* Task brief:
Below, find each line holding "well" and state how many there are, using the number alone.

* Excerpted records:
##############################
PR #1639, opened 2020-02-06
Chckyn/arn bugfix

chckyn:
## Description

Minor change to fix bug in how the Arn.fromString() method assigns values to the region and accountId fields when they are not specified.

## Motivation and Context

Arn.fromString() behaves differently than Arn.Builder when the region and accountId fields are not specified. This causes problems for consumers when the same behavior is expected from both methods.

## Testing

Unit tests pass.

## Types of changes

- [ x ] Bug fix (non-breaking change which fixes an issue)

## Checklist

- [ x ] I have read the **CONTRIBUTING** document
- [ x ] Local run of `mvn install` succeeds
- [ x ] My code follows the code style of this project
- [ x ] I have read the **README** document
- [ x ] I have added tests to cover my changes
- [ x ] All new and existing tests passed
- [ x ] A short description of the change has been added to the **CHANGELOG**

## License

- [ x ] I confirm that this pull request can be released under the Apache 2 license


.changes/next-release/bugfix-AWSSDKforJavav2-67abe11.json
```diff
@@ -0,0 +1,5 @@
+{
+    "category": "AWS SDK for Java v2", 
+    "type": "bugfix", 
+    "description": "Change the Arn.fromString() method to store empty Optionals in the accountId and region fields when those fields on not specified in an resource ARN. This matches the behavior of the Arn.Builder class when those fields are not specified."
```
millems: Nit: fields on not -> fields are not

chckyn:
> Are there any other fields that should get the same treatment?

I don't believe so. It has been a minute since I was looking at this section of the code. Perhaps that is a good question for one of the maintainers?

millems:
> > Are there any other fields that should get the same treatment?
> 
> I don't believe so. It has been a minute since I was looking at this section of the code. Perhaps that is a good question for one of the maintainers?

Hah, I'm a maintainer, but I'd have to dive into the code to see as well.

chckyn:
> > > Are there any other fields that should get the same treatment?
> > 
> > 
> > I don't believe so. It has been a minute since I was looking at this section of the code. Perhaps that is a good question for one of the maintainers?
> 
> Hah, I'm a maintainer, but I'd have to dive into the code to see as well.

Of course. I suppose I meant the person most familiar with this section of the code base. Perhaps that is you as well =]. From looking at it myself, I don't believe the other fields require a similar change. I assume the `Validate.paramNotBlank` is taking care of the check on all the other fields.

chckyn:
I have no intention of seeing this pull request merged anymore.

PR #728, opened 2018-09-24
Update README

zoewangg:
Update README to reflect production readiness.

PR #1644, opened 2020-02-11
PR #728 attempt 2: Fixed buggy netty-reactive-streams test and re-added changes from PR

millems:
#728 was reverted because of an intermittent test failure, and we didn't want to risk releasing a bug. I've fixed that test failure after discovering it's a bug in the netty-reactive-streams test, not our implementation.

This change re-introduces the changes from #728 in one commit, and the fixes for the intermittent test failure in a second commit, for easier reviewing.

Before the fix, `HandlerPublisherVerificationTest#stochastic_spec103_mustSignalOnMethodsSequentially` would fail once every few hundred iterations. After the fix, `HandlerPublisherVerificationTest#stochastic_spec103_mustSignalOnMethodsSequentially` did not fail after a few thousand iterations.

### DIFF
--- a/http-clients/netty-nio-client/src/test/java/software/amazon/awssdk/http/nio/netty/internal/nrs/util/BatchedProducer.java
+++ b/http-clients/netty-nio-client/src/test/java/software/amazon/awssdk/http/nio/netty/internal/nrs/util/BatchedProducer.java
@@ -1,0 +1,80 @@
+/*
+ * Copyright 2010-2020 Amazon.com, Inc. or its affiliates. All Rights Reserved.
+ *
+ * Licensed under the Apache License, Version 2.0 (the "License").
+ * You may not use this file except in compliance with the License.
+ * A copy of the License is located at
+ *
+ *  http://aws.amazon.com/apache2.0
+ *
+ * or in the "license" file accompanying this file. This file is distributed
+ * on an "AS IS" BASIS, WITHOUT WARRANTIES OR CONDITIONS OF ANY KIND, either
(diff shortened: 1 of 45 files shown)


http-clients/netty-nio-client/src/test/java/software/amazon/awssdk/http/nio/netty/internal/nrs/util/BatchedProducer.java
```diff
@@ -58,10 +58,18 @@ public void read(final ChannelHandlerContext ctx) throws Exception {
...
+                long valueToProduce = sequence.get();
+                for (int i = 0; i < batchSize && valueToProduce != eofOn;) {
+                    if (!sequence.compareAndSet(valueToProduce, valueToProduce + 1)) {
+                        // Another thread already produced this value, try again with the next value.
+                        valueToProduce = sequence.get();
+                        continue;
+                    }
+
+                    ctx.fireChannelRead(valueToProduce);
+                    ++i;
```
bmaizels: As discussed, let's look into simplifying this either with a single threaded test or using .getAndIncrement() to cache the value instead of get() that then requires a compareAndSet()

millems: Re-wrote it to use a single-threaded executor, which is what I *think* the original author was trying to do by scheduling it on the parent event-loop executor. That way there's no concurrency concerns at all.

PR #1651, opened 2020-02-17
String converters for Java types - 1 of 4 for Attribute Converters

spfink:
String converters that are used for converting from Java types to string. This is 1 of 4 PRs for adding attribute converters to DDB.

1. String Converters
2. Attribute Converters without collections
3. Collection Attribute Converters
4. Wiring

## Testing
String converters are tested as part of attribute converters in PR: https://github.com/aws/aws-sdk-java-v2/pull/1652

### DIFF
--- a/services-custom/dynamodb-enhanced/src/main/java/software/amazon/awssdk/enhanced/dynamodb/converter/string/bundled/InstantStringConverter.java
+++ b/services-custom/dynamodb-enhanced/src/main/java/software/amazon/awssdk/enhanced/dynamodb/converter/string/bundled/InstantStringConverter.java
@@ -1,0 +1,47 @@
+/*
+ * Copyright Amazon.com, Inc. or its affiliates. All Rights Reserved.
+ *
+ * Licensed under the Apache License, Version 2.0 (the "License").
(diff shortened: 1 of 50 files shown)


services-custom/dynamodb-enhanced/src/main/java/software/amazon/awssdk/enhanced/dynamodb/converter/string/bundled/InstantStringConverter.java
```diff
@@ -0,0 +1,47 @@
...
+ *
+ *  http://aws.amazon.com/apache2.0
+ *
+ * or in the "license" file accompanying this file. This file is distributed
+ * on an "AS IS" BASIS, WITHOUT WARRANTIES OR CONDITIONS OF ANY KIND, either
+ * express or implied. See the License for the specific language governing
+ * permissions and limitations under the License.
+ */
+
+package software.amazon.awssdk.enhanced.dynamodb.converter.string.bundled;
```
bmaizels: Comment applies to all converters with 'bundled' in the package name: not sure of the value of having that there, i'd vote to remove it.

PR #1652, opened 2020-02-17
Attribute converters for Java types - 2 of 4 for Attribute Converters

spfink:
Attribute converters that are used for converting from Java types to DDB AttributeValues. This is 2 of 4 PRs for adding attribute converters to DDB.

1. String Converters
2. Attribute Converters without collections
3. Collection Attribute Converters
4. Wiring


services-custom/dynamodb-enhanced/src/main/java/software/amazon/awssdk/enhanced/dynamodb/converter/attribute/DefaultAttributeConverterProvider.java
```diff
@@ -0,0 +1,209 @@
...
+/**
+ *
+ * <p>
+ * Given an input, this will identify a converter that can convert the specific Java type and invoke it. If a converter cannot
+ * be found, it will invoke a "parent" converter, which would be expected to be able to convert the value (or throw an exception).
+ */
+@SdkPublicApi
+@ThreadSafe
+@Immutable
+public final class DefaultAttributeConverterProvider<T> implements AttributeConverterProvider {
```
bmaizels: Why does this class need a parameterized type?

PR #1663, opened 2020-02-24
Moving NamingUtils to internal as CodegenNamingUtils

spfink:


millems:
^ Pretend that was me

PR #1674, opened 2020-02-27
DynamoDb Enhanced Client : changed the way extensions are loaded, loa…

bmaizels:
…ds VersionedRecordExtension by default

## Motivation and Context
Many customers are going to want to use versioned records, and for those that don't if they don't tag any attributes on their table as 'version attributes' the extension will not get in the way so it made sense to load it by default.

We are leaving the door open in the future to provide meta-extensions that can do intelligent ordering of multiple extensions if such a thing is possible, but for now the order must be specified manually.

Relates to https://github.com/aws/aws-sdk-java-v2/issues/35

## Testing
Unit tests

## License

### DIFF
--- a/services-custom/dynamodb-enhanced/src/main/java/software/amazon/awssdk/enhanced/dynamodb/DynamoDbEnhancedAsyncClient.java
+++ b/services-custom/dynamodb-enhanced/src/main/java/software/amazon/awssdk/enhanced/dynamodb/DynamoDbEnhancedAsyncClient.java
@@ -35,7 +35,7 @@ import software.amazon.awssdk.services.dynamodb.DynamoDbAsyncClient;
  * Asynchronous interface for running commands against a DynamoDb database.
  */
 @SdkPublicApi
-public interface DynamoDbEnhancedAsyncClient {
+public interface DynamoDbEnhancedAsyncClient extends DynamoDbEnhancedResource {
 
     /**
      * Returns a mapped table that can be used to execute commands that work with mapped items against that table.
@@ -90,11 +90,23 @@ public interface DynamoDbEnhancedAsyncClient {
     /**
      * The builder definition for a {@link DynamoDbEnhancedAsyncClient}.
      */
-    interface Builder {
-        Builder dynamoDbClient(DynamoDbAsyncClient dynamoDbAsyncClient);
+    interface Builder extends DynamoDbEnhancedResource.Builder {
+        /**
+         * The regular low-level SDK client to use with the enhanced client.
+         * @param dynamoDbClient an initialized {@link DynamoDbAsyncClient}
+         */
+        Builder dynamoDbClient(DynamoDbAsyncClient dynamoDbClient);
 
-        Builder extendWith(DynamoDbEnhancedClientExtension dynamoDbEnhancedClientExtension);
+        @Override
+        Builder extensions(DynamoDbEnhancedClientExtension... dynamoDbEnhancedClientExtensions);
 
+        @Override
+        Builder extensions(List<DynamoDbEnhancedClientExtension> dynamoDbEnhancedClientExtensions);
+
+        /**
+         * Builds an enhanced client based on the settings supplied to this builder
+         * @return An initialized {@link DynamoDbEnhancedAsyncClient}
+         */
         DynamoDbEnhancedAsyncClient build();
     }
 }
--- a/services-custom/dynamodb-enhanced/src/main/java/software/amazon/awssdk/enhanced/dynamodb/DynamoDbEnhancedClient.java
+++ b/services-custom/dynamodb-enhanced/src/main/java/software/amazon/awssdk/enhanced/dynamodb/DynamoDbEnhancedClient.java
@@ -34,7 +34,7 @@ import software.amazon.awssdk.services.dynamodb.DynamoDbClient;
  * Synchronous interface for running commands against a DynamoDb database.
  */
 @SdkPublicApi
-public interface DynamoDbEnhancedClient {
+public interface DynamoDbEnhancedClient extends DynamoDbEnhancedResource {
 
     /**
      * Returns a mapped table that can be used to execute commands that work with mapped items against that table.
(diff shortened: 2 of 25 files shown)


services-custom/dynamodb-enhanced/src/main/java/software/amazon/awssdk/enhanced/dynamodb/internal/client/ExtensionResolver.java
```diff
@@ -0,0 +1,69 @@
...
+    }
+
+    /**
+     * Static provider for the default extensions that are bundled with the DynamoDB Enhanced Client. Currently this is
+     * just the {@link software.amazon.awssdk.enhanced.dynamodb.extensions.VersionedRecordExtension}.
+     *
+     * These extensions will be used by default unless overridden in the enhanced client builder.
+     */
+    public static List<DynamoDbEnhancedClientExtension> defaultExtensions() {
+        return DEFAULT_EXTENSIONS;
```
##############################
* Solution for this problem:
3